**TASK STATEMENT:**
Every record must be copied out exactly.

**RECORDS FOR THE EXERCISE:**
----------
Issue #6512, opened 2024-01-31
Update Editor Component UI - Toolbar Lists


Miaplacidus:
This code is a breakaway from #5949 and covers the portion of the toolbar that includes creating ordered, unordered, and checkbox lists

Clicking the associated buttons should result in the following behavior:

1. List icons should insert correct type of list syntax, i.e. '1', '*', or '- [ ]' with the cursor placed after .

The relevant designs can be found in this [Figma](https://www.figma.com/file/5iXtMFaRJopRNAe6nDCnP6/Forum-Experience-Improvements?type=design&mode=design&t=Ax3UBAXSVyvTmBpL-0)

@zakhap @jabell88 <-- feel free to add details, if you wish
@jnaviask @CowMuon  <-- tagged for visibility

<sub>[COM-17](https://linear.app/hicommon/issue/COM-17/update-editor-component-ui-toolbar-lists)</sub>

PR #6605, opened 2024-02-06
#6512 - Update Editor Component UI - Toolbar Lists

Miaplacidus:
Allows user to create a list without selecting text first. 

## Link to Issue
Closes: #6512

## Description of Changes
- allows users to add lists without selecting text

## Test Plan
- visit create thread page / create comment
- Highlight text, make sure all list types work
- Make sure toggling lists work
- Make sure switching lists work as intended 
- Make sure numbered lists are in order 

## Other considerations

Keep in mind there is a seperate ticket for continuing a list via the enter button: https://github.com/hicommonwealth/commonwealth/issues/6683


masvelio (commented):
1. in ordered list, if you have multiple lines selected, order is not maintained

https://github.com/hicommonwealth/commonwealth/assets/14819225/7fd79096-5ddb-4e1f-89dd-cf0d34146e9e

2. for each type of list, it works only for the first entry line. Expected behaviour should be to keep using selected list type after clicking return

https://github.com/hicommonwealth/commonwealth/assets/14819225/7c7fcc44-84a6-47df-a503-f632dba737ce

Miaplacidus:
@masvelio @jnaviask @CowMuon 
My understanding was that the intent of the list buttons is to allow the user to *start* a list or quickly add a list element for them, not necessarily to create an entire list. If we want to add that as a feature, we should make a separate ticket for it. 

@jessmart1213 @zakhap

jnaviask:
@Miaplacidus my understanding is that if you're inside a list, hitting enter/return should create a new list bullet automatically (which you can then backspace out of to end the list), which is fairly standard editor dynamics across the web.

gdjohnson:
I believe there are some Markdown style guides which prefer pre-rendered ordered lists to read as they currently do in the PR, e.g.

```
1. item1
1. item2
1. item3
```

But I do agree it can be confusing to users, especially nontechnical users/those not familiar with Markdown, who won't realize that the MD above renders normally to 1, 2, 3

CowMuon:
What's left to get this in? I am not seeing any unresolved issues here, is this ready to go into v0.9.5 today? @masvelio @jnaviask @ilijabojanovic

lzach83:
To give an update here, the toolbar specifically the toolbar in markdown mode is not currently setup to be a "toggle" but more-so a modifier. For example if you highlight something then hit the button it'll format as a list or whatever format you desire but if you hit enter and continue. That selection is no longer present. 

I'm currently working that out and just wanted the update into writing. 

@CowMuon

lzach83:
The highlighting list items and selecting the ordered list button now correctly increments the list to how many lines are highlighted. 

As for @masvelio 's comment about hitting enter and it should continue the list after speaking with @CowMuon this will be a separate ticket: https://github.com/hicommonwealth/commonwealth/issues/6683

Reopening the ticket since the above comments have been addressed.

jnaviask (approved):

mzparacha:
Are we following github markdown? If yes then clicking on any list button (check list, bullet list, numbered list) should toggle list. 

Our App

https://github.com/hicommonwealth/commonwealth/assets/51641047/c73d4482-46f7-49c7-82f3-8f24f938341c

Github

https://github.com/hicommonwealth/commonwealth/assets/51641047/ed95a93d-c8c7-4ac7-9136-2dda2127c9df

mzparacha:
After the first list item (on the next line), if we press the numbered list button again, it starts from `1`, instead of continuing the item number. I saw related comments above like

> for each type of list, it works only for the first entry line. Expected behaviour should be to keep using selected list type after clicking return

but i believe this issue is different

https://github.com/hicommonwealth/commonwealth/assets/51641047/d85142b8-0518-4733-b70c-2dcac6a0dcbe

lzach83:
@mzparacha 

Your first comment, good find I'll implement the fix for that now. 

Second, Yeah it's because there's no context available to the toolbar so when you click that button is creates a new list rather than extending the current list. This *may* be solved in #6683 certainly the availability of that context will be established so it might inheritly be solved.

lzach83:
@mzparacha All set on this to re-review. Thank you

masvelio:
@lzach83 

> Your first comment, good find I'll implement the fix for that now.

Is this fixed? It doesn't seem so. 

https://github.com/hicommonwealth/commonwealth/assets/14819225/8ec734c8-1afe-4f34-a982-dddd71ef18d1


Also noticed another issue that probably is a blocker for this PR. Basically if you do not highlight the list first but you want to use it, it always starts the list in the first line of the editor, regardless the cursor position.

https://github.com/hicommonwealth/commonwealth/assets/14819225/80953308-3bd2-4fc7-ab59-838d443f7f92

CowMuon (approved):
Yes! Appears to be finally ready to go in. Given the history on this story would be good to have additional eyes on this. (What did I miss!)

packages/commonwealth/client/scripts/views/components/react_quill_editor/toolbar.tsx
```diff
@@ -253,21 +247,45 @@ export const useMarkdownToolbarHandlers = ({
...
+          return;
+        } else {
+          editor.insertText(currentLineIdx || 0, `${prefix} `);
+        }
+
+        // setTimeout(() => {
+        //   const newCursorPosition = editor.getLength() - 1;
+        //   editor.setSelection(newCursorPosition, newCursorPosition);
+        // }, 10);
       }
```
Israellund, line 289: Can this commented code be deleted?

Israellund (approved):
LGTM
----------
**YOUR SOLUTION:**
Issue #6512, opened 2024-01-31
Update Editor Component UI - Toolbar Lists


Miaplacidus:
This code is a breakaway from #5949 and covers the portion of the toolbar that includes creating ordered, unordered, and checkbox lists

Clicking the associated buttons should result in the following behavior:

1. List icons should insert correct type of list syntax, i.e. '1', '*', or '- [ ]' with the cursor placed after .

The relevant designs can be found in this [Figma](https://www.figma.com/file/5iXtMFaRJopRNAe6nDCnP6/Forum-Experience-Improvements?type=design&mode=design&t=Ax3UBAXSVyvTmBpL-0)

@zakhap @jabell88 <-- feel free to add details, if you wish
@jnaviask @CowMuon  <-- tagged for visibility

<sub>[COM-17](https://linear.app/hicommon/issue/COM-17/update-editor-component-ui-toolbar-lists)</sub>

PR #6605, opened 2024-02-06
#6512 - Update Editor Component UI - Toolbar Lists

Miaplacidus:
Allows user to create a list without selecting text first. 

## Link to Issue
Closes: #6512

## Description of Changes
- allows users to add lists without selecting text

## Test Plan
- visit create thread page / create comment
- Highlight text, make sure all list types work
- Make sure toggling lists work
- Make sure switching lists work as intended 
- Make sure numbered lists are in order 

## Other considerations

Keep in mind there is a seperate ticket for continuing a list via the enter button: https://github.com/hicommonwealth/commonwealth/issues/6683


masvelio (commented):
1. in ordered list, if you have multiple lines selected, order is not maintained

https://github.com/hicommonwealth/commonwealth/assets/14819225/7fd79096-5ddb-4e1f-89dd-cf0d34146e9e

2. for each type of list, it works only for the first entry line. Expected behaviour should be to keep using selected list type after clicking return

https://github.com/hicommonwealth/commonwealth/assets/14819225/7c7fcc44-84a6-47df-a503-f632dba737ce

Miaplacidus:
@masvelio @jnaviask @CowMuon 
My understanding was that the intent of the list buttons is to allow the user to *start* a list or quickly add a list element for them, not necessarily to create an entire list. If we want to add that as a feature, we should make a separate ticket for it. 

@jessmart1213 @zakhap

jnaviask:
@Miaplacidus my understanding is that if you're inside a list, hitting enter/return should create a new list bullet automatically (which you can then backspace out of to end the list), which is fairly standard editor dynamics across the web.

gdjohnson:
I believe there are some Markdown style guides which prefer pre-rendered ordered lists to read as they currently do in the PR, e.g.

```
1. item1
1. item2
1. item3
```

But I do agree it can be confusing to users, especially nontechnical users/those not familiar with Markdown, who won't realize that the MD above renders normally to 1, 2, 3

CowMuon:
What's left to get this in? I am not seeing any unresolved issues here, is this ready to go into v0.9.5 today? @masvelio @jnaviask @ilijabojanovic

lzach83:
To give an update here, the toolbar specifically the toolbar in markdown mode is not currently setup to be a "toggle" but more-so a modifier. For example if you highlight something then hit the button it'll format as a list or whatever format you desire but if you hit enter and continue. That selection is no longer present. 

I'm currently working that out and just wanted the update into writing. 

@CowMuon

lzach83:
The highlighting list items and selecting the ordered list button now correctly increments the list to how many lines are highlighted. 

As for @masvelio 's comment about hitting enter and it should continue the list after speaking with @CowMuon this will be a separate ticket: https://github.com/hicommonwealth/commonwealth/issues/6683

Reopening the ticket since the above comments have been addressed.

jnaviask (approved):

mzparacha:
Are we following github markdown? If yes then clicking on any list button (check list, bullet list, numbered list) should toggle list. 

Our App

https://github.com/hicommonwealth/commonwealth/assets/51641047/c73d4482-46f7-49c7-82f3-8f24f938341c

Github

https://github.com/hicommonwealth/commonwealth/assets/51641047/ed95a93d-c8c7-4ac7-9136-2dda2127c9df

mzparacha:
After the first list item (on the next line), if we press the numbered list button again, it starts from `1`, instead of continuing the item number. I saw related comments above like

> for each type of list, it works only for the first entry line. Expected behaviour should be to keep using selected list type after clicking return

but i believe this issue is different

https://github.com/hicommonwealth/commonwealth/assets/51641047/d85142b8-0518-4733-b70c-2dcac6a0dcbe

lzach83:
@mzparacha 

Your first comment, good find I'll implement the fix for that now. 

Second, Yeah it's because there's no context available to the toolbar so when you click that button is creates a new list rather than extending the current list. This *may* be solved in #6683 certainly the availability of that context will be established so it might inheritly be solved.

lzach83:
@mzparacha All set on this to re-review. Thank you

masvelio:
@lzach83 

> Your first comment, good find I'll implement the fix for that now.

Is this fixed? It doesn't seem so. 

https://github.com/hicommonwealth/commonwealth/assets/14819225/8ec734c8-1afe-4f34-a982-dddd71ef18d1


Also noticed another issue that probably is a blocker for this PR. Basically if you do not highlight the list first but you want to use it, it always starts the list in the first line of the editor, regardless the cursor position.

https://github.com/hicommonwealth/commonwealth/assets/14819225/80953308-3bd2-4fc7-ab59-838d443f7f92

CowMuon (approved):
Yes! Appears to be finally ready to go in. Given the history on this story would be good to have additional eyes on this. (What did I miss!)

packages/commonwealth/client/scripts/views/components/react_quill_editor/toolbar.tsx
```diff
@@ -253,21 +247,45 @@ export const useMarkdownToolbarHandlers = ({
...
+          return;
+        } else {
+          editor.insertText(currentLineIdx || 0, `${prefix} `);
+        }
+
+        // setTimeout(() => {
+        //   const newCursorPosition = editor.getLength() - 1;
+        //   editor.setSelection(newCursorPosition, newCursorPosition);
+        // }, 10);
       }
```
Israellund, line 289: Can this commented code be deleted?

Israellund (approved):
LGTM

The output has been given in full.